Utility-scale solar power covers a lot of ground, in terms of size of installation (from tens of megawatts to hundreds, and even plans, yet to be realized, for gigawatt-sized power plants), and in terms of technology (there’s a world of difference between photovoltaics and concentrating solar power). But no matter how you choose to look at it, 2012 was a pretty stellar year.
For the first time, global solar power passed the 100 GW mark, with 30 GW added last year alone. Perspective on that growth: In 2010, global solar power capacity was nearly 40 GW. So, in just the past two years solar power has more than doubled.
More detail about those installations, on both the international level and in the United States, in a bit. But first, so that everyone’s on the same page in terms of the technology, let’s talk about the different ways to produce electricity from the sun.
Solar Power in Acronyms: PV versus CSP versus CPV
The majority of solar power installed uses photovoltaics. This is what most people think of when you talk about solar power, solar panels. Without getting too technical, a solar panel consists of multiple solar cells made of photovoltaic material, converting solar radiation into direct current electricity.
Silicon is the most common material used for solar cells, but other materials can also be used. Over the past three years, the price of silicon has dropped precipitously, with prices per kilogram now sitting under $20, as of the end of 2012.

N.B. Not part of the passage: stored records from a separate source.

PR #2510, opened 2015-05-06
[bug 1161050] Invalid locales should raise HTTP 400

willkg:
This fixes the search suggest api to return an HTTP 400 if you try to
filter on an invalid locale.

Further, it fixes the questions search so that it filters on
locale--previously, it didn't.

Adds some additional tests for behavior that wasn't previously tested.

r?

### DIFF
--- a/kitsune/search/api.py
+++ b/kitsune/search/api.py
@@ -32,6 +32,15 @@ def suggest(request):
         errors['q'] = 'This field is required.'
     if product is not None and not Product.objects.filter(slug=product).exists():
         errors['product'] = 'Could not find product with slug "{0}".'.format(product)
+    if locale not in settings.SUMO_LANGUAGES:
+        if settings.NON_SUPPORTED_LOCALES.get(locale):
+            errors['locale'] = (
+                'Locale "{0}" is not supported, but has fallback locale "{1}".'.format(
+                    locale, settings.NON_SUPPORTED_LOCALES[locale])
+            )
+        else:
+            errors['locale'] = 'Could not find locale "{0}".'.format(locale)
+
     if errors:
         raise GenericAPIException(400, errors)
 
@@ -55,9 +64,10 @@ def _question_suggestions(searcher, text, locale, product, max_results):
         question_is_archived=False,
         question_is_locked=False,
         question_is_solved=True)
-
     if product is not None:
         search_filter &= es_utils.F(product=product)
+    if locale is not None:
+        search_filter &= es_utils.F(question_locale=locale)
 
     questions = []
     searcher = _query(searcher, QuestionMappingType, search_filter, text, locale)
--- a/kitsune/search/tests/test_api.py
+++ b/kitsune/search/tests/test_api.py
@@ -2,6 +2,8 @@ from nose.tools import eq_
 
 from rest_framework.test import APIClient
 
+from django.conf import settings
+
 from kitsune.search.tests.test_es import ElasticTestCase
 from kitsune.sumo.urlresolvers import reverse
 from kitsune.questions.tests import question, answer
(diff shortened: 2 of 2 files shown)


rehandalal:
r+

willkg:
@mythmon Does this implementation match what you were thinking API-wise?

kitsune/search/tests/test_api.py
```diff
@@ -65,6 +67,30 @@ def test_invalid_product(self):
...
+            'locale': 'bad-medicine',
+            'q': 'search',
+        })
+        eq_(res.status_code, 400)
+        eq_(res.data['detail'], {'locale': 'Could not find locale "bad-medicine".'})
+
+    def test_invalid_fallback_locale(self):
+        for locale, fallback in settings.NON_SUPPORTED_LOCALES.items():
+            if fallback is not None:
+                break
```
mythmon: That's a neat trick.

willkg: Now that I look at it, it should be sorted so that it's stable. `.items()` can come in any order, so this could return a differently ordered iterable for you than it does for me which is irritating if there were bugs.

I'll fix that.

willkg: For the record, this (ab)uses the fact that locale and fallback leak out of the `for`. That seems to work in Python 3, too, but I have vague memories of this misfeature being fixed.

I'll redo it so it's less "interesting".

mythmon: I don't think it is a misfeature, since "for" doesn't introduce a new scope in Python, nor is it supposed to. I'm not opposed to replacing this with something simpler though.

kitsune/search/api.py
```diff
@@ -32,6 +32,15 @@ def suggest(request):
         errors['q'] = 'This field is required.'
     if product is not None and not Product.objects.filter(slug=product).exists():
         errors['product'] = 'Could not find product with slug "{0}".'.format(product)
+    if locale not in settings.SUMO_LANGUAGES:
+        if settings.NON_SUPPORTED_LOCALES.get(locale):
+            errors['locale'] = (
+                'Locale "{0}" is not supported, but has fallback locale "{1}".'.format(
+                    locale, settings.NON_SUPPORTED_LOCALES[locale])
+            )
```
mythmon: There are a lot of locales in NON_SUPPORTED_LOCALES with a value of None, which means they redirect to WIKI_DEFAULT_LANGUAGE. For consistency the if statement should probably be `if locale in settings.NON_SUPPORTED_LOCALES` and the message should use `settings.NON_SUPPORTED_LOCALES.get(locale, 'en-US')`.

kitsune/search/tests/test_api.py
willkg: My bad--I'm remembering wrong. It's the for in list comprehensions that leaks in Python 2, but not Python 3.

https://docs.python.org/3/whatsnew/3.0.html#changed-syntax

kitsune/search/api.py
willkg: Oh, wow--that's completely not clear from the comment for that setting. I had no idea.

So is this correct:

```
if locale not in settings.SUMO_LANGUAGES:
    if locale in settings.NON_SUPPORTED_LOCALES:
        errors['locale'] = (
            'Locale "{0}" is not supported, but has fallback locale "{1}".'.format(
                locale, settings.NON_SUPPORTED_LOCALES.get(locale, settings.WIKI_DEFAULT_LANGUAGE)
            )
        )
    ...
```

mythmon: That looks correct.

willkg:
Ugh. Because this got merged, the other commits aren't making it into the PR. I suppose that makes sense, but it's irritating.

I'll open a new PR with the fixes.

PR #2511, opened 2015-05-06
1161050 locales

willkg:
Fixes for PR #2510.

r?

### DIFF
--- a/kitsune/search/tests/test_api.py
+++ b/kitsune/search/tests/test_api.py
@@ -75,7 +75,8 @@ class SuggestViewTests(ElasticTestCase):
         eq_(res.status_code, 400)
         eq_(res.data['detail'], {'locale': 'Could not find locale "bad-medicine".'})
 
-    def test_invalid_fallback_locale(self):
+    def test_invalid_fallback_locale_none_case(self):
+        # Test the locale -> locale case.
         non_none_locale_fallback_pairs = [
             (key, val) for key, val in sorted(settings.NON_SUPPORTED_LOCALES.items())
             if val is not None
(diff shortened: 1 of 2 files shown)


willkg:
@mythmon Does this look right?

kitsune/search/tests/test_api.py
```diff
@@ -75,10 +75,13 @@ def test_invalid_locale(self):
...
-        for locale, fallback in settings.NON_SUPPORTED_LOCALES.items():
-            if fallback is not None:
-                break
+    def test_invalid_fallback_locale_none_case(self):
+        # Test the locale -> locale case.
+        non_none_locale_fallback_pairs = [
+            (key, val) for key, val in sorted(settings.NON_SUPPORTED_LOCALES.items())
+            if val is not None
+        ]
+        locale, fallback = non_none_locale_fallback_pairs[0]
```
mythmon: Instead of this, which is less tricky, but still fairly complex, why not hard-code a value for `settings.NON_SUPPORTED_LOCALES` using `@settinigs_override`? That would make the test code a bit simpler.

mythmon:
The logic looks right to me. I offered a suggestion to make the tests simpler, but either way is fine.

kitsune/search/tests/test_api.py
willkg: It would, but if someone changes how that setting works, then this would be invalid and may or may not break appropriately.

This isn't really that complex. It's pretty straight-forward. If you want, I could code up `first` and then use that.

mythmon: It isn't that complex, you're right. It is fine the way it is, and you have a good point about the setting changing. Lets leave it.

mythmon:
Thanks for following up on this!

PR #2746, opened 2015-12-10
Revert "Merge pull request #2740 from anushbmx/master"

mythmon:
#2740 tried to improve advanced search by remembering query parameters in the text box by reading a cookie. Unfortunatly, this search interface was used by other parts of the site, and remember the last search query broke those parts. This PR reverts That PR.

This reverts commit 5e14c43318bc6b07072c80ebb49dd21f09cd4e4f, reversing
changes made to 0f0d7dabceb811619c7f996304aff264fe294b38.

r?

PR #2747, opened 2015-12-10
Rewriting and fixing the Patch #2740 of Bug 743360

safwanrahman:
#2740 Added feature for remembering the input of advance search. But, as the view is used for many other purposes, it raises issue from the user end.
#2746 is filled for reverting the changes that @anushbmx made. **But, in the meantime I have rewrite his patch and fix the issue.**
So I think the revert of #2740 will not be necessary if my patch is correct and being landed.

@mythmon @rehandalal r?

### DIFF
--- a/kitsune/search/views.py
+++ b/kitsune/search/views.py
@@ -266,10 +266,6 @@ def advanced_search(request, template=None):
     # 2. Build form.
     search_form = AdvancedSearchForm(r, auto_id=False)
     search_form.set_allowed_forums(request.user)
-    # get value for search input from last search term.
-    last_search = request.COOKIES.get(settings.LAST_SEARCH_COOKIE)
-    if last_search and 'q' not in r:
-    	r['q'] = urlquote(last_search)
 
     # 3. Validate request.
     # Note: a == 2 means "show the form"--that's all we use it for now.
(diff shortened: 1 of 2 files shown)


anushbmx:
That was a bad patch from me :-1:  , forgot to look other issue. thanks @safwanrahman for fix the issues.

kitsune/search/views.py
```diff
@@ -281,11 +277,18 @@ def advanced_search(request, template=None):
...
+        data = {'advanced': True,
                 'request': request,
-                'search_form': search_form}),
+                'search_form': search_form}
+        # get value for search input from last search term.
+        last_search = request.COOKIES.get(settings.LAST_SEARCH_COOKIE)
+        # If there is any cached input from last search, pass it to template
+        if last_search and 'q' not in r:
+            cached_field = urlquote(last_search)
+            data.update({'cached_field': cached_field})
```
mythmon: Nit: I'd probably write this as `data['cached_field'] = urlquote(last_search)`.

mythmon:
This looks good, thanks for the fix!

kitsune/search/views.py
safwanrahman: Oh! I just did not think about this! 
Out of my mind! sorry!

PR #2748, opened 2015-12-15
[Bug 1225506] (WIP) Show product & topic in AAQ urls

brittanystoroz:
Stopping here for some review before this PR gets too unruly...

This adds the product & topic values to the path of the URL. If the question store doesn't have this data readily available (i.e. if you use the back button or refresh the page), we can now check for this information in the URL.

There's some cleanup/refactoring I can still do here, but more immediately I'm curious if we think `step` as a query parameter is still necessary? Does the new URL structure with a more specific path give us all the information we need to imply the step? (i.e. `/questions/new/product` implies `step=topic`, `questions/new/product/topic implies `step=title`) My first impression is that it should be pretty safe to remove but perhaps someone else knows better off the top of their head ¯\_(ツ)_/¯

### DIFF
--- a/kitsune/questions/static/questions/js/components/TitleContentEditor.jsx
+++ b/kitsune/questions/static/questions/js/components/TitleContentEditor.jsx
@@ -19,14 +19,13 @@ export default class TitleContentEditor extends AAQStep {
   }
 
   setPropsFromUrl() {
-      UrlActions.getPropsFromPath("/questions/new/(.*)/(.*)", ['product', 'topic']);
-      let urlData = UrlStore.get('pathProps');
-      if (urlData.product) {
-        AAQActions.setProduct(urlData.product);
-      }
-      if (urlData.topic) {
-        AAQActions.setTopic(urlData.topic);
-      }
+    let urlData = UrlStore.get('pathProps');
+    if (urlData.product) {
+      AAQActions.setProduct(urlData.product);
+    }
+    if (urlData.topic) {
+      AAQActions.setTopic(urlData.topic);
+    }
   }
 
   componentWillMount() {
--- a/kitsune/questions/static/questions/js/components/TitleContentEditor.jsx
+++ b/kitsune/questions/static/questions/js/components/TitleContentEditor.jsx
@@ -2,6 +2,7 @@
 import AAQStep from './AAQStep.jsx';
 import AAQActions from '../actions/AAQActions.es6.js';
 import aaqGa from '../utils/aaqGa.es6.js';
+import UrlStore from '../../../sumo/js/stores/UrlStore.es6.js';
 
 export default class TitleContentEditor extends AAQStep {
   handleChange(ev) {
@@ -18,6 +19,11 @@ export default class TitleContentEditor extends AAQStep {
 
   componentDidMount() {
     AAQActions.checkTroubleshootingAvailable();
+    if (this.shouldExpand() === false) {
+      let urlData = UrlStore.get('pathData');
+      AAQActions.setProduct(urlData.product);
+      AAQActions.setTopic(urlData.topic);
+    }
   }
 
   shouldExpand() {
--- a/kitsune/questions/static/questions/js/components/TitleContentEditor.jsx
+++ b/kitsune/questions/static/questions/js/components/TitleContentEditor.jsx
@@ -30,8 +30,7 @@ export default class TitleContentEditor extends AAQStep {
   }
 
   componentWillMount() {
-    if (!this.props.question.topic &&
-            !this.props.question.product) {
+    if (!this.props.question.topic && !this.props.question.product) {
       this.setPropsFromUrl();
     }
   }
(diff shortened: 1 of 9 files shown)


mythmon:
The step parameter was the easiest way at the time that I could see to make the forward and back buttons work within the AAQ. If that still works, I think you're right: we can derive the step from all the other information, and we can probably get rid of it. Otherwise we might get in weird states like having step=topic, but not having a product set.

I'll do an actual review here tomorrow.

kitsune/questions/static/questions/js/components/TitleContentEditor.jsx
```diff
@@ -16,6 +18,24 @@ export default class TitleContentEditor extends AAQStep {
...
+        AAQActions.setProduct(urlData.product);
+      }
+      if (urlData.topic) {
+        AAQActions.setTopic(urlData.topic);
+      }
+  }
+
+  componentWillMount() {
+    if (!this.props.question.topic &&
+            !this.props.question.product) {
```
mythmon: Nit: In Python we have a 99 character line limit. In JS we don't have an explicit line length limit. Either way, I think this could be wrapped to one line, if you think that reads better.

kitsune/sumo/static/sumo/js/constants/UrlConstants.es6.js
```diff
@@ -3,6 +3,7 @@ import constantMap from '../../../sumo/js/utils/constantMap.es6.js';
 export const actionTypes = constantMap([
   'UPDATE_QUERY_STRING',
   'UPDATE_QUERY_STRING_DEFAULTS',
+  'UPDATE_URL_PATH',
```
mythmon: I think you also need to add `GET_PROPS_FROM_PATH` here.

kitsune/sumo/static/sumo/js/stores/UrlStore.es6.js
```diff
@@ -22,17 +28,37 @@ class _UrlStore extends BaseStore {
 const UrlStore = new _UrlStore();
 
 UrlStore.dispatchToken = Dispatcher.register((action) => {
-  let params, qs;
+  let params, pathProps, qs, urlPath;
   switch (action.type) {
+    case actionTypes.GET_PROPS_FROM_PATH:
+      pathProps = createDictFromPath(action.pathRegex, action.propNames);
+      urlData.pathProps = pathProps;
```
mythmon: Nit: This can probably just be `urlData.pathProps = createDictFromPath(action.pathRegex, action.propNames);`, unless there is a good reason to have it split like this.

brittanystoroz:
@mythmon thanks for the review here, fixed the nits, I want to try to pull out the `step` query param as we discussed but is that something you'd want in a different PR or would it be okay to tack onto this one?

mythmon:
Adding it on to this PR seems fine, if you'd like to do that. Right now the code is in a weird middle state that does both ways.

brittanystoroz:
@mythmon this has been updated to take the `step` out of the query param, and determine everything based on the URL path instead. Kind of a beast of a pull request, lmk if you have trouble following

kitsune/sumo/static/sumo/js/main.js
```diff
@@ -5,6 +5,29 @@ window.k = window.k || {};
 (function () {
   k.LAZY_DELAY = 500;  // delay to lazy loading scripts, in ms
   k.STATIC_URL = $('body').data('static-url');
+  k.getPathAsDict = function(propertyNames) {
+    var pathDict = {},
+      pathArray = window.location.pathname.split('/').filter(Boolean);
+
+    propertyNames.map(function(value, index) {
+      pathDict[value] = pathArray[index];
```
mythmon: `.map` is for transforming an array into a new array. Since this is just looping over the array it would be better to use `propertyNames.forEach()`.

kitsune/sumo/static/sumo/js/main.js
```diff
@@ -5,6 +5,29 @@ window.k = window.k || {};
...
+    });
+
+    return pathDict;
+  };
+
+  k.pathStringFromDict = function(pathDict) {
```
mythmon: Since this and `getPathAsDict` are only used by new ES6 code, how do you feel about defining them directly in `kitsune/sumo/static/sumo/js/utils/urls.es6.js` instead of here and then letting `urls.es6.js` get them in the shim?

brittanystoroz:
@mythmon put in 2 extra commits.  One switches out `.map()` with `.forEach()`. Not sure what my thought process was there at the time, but good catch. Also agreed with moving the new URL helper functions to `urls.es6.js` and cleaned that up.

Travis is complaining about a 502 Gateway error...something about django-badger? I'm assuming this is not my fault/out of my control?

mythmon:
I restarted the build that failed in Travis.

mythmon:
Sorry this took so long to get to. I had some issues that I solved in #2762.

This works well in the browser, and the code looks fine. The more I read this code the more I regret not using a router package instead of trying to do it all like this, but that's in the past. I think it is best to land this, and possibly improve it in the future.

r+

PR #2749, opened 2015-12-15
[bug 1232637] Fix extract_db re: empty strings

willkg:
Empty string msgids are super bad. This reduces the likelihood we have
those.

r?


willkg:
There are no tests for `extract_db.py`. That's probably something we might want to fix at some point. I did some hand-testing and I think this is correct.

The idea is that if `item[i]` is empty (can't strip it--it has to literally be an empty string), then we don't create a string and put it in the `db_strings.py` file.

mythmon:
+1 to having more tests.

I eyeballed the code, and it looks fine. r+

Photovoltaics have a major advantage: They are easily scalable, modular — meaning that they can expand from a couple kilowatts, to megawatts, all the way to hundreds of megawatts.
The other solar power technology is concentrating (or concentrated) solar power — sometimes these are called solar thermal power plants. Here some sort of mirror system focuses sunlight onto either a central tower or decentralized tubes containing a liquid. That liquid becomes heated, turning to steam, which then turns a turbine.
It’s the same basic principle that a coal, a natural gas, or even a nuclear power plant operates on: Steam is generated, a turbine turns, creating electricity. But in concentrating solar power plants, the heat creating the steam comes from the limitless power supply of the sun. There are several different set-ups for doing this: The aforementioned mirrors focusing the sun onto a central tower (that’s the photo on the next page), parabolic mirrors focusing the sun onto a trough, fresnel reflectors, dish sterling systems.
It’s often this technology that powers the world’s largest solar installations, from the 354 MW Solar Energy Generating System in California (which consists of nine separate power plants), to the current record holder for largest single plant, a 100 MW installation in Abu Dhabi. There are a number of larger plants proposed though, including a 500 MW one in California that’s expected to come online in 2016.